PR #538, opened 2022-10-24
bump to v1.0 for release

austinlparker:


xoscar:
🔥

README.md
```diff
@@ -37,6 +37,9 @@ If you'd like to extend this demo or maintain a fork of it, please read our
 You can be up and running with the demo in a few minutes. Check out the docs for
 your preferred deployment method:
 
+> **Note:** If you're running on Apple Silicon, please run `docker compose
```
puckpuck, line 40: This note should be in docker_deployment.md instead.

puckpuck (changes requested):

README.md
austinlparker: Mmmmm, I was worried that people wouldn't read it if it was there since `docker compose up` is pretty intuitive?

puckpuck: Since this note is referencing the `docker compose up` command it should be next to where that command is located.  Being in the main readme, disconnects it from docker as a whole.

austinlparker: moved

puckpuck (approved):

################

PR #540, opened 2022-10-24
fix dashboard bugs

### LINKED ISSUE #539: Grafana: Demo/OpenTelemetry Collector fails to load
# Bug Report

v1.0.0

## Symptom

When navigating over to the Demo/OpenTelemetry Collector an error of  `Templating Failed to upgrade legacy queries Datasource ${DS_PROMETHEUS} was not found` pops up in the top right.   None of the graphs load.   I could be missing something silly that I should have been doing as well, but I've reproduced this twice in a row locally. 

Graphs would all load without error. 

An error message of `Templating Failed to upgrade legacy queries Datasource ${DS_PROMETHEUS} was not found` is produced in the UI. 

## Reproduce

################

PROBLEM STATEMENT: Reproduce the lines of the entries above from the one with "# Bug Report" to the one with "## Reproduce", both included, exactly and without any other line.

SOLUTION FOR THIS PROBLEM:
# Bug Report

v1.0.0

## Symptom

When navigating over to the Demo/OpenTelemetry Collector an error of  `Templating Failed to upgrade legacy queries Datasource ${DS_PROMETHEUS} was not found` pops up in the top right.   None of the graphs load.   I could be missing something silly that I should have been doing as well, but I've reproduced this twice in a row locally. 

Graphs would all load without error. 

An error message of `Templating Failed to upgrade legacy queries Datasource ${DS_PROMETHEUS} was not found` is produced in the UI. 

## Reproduce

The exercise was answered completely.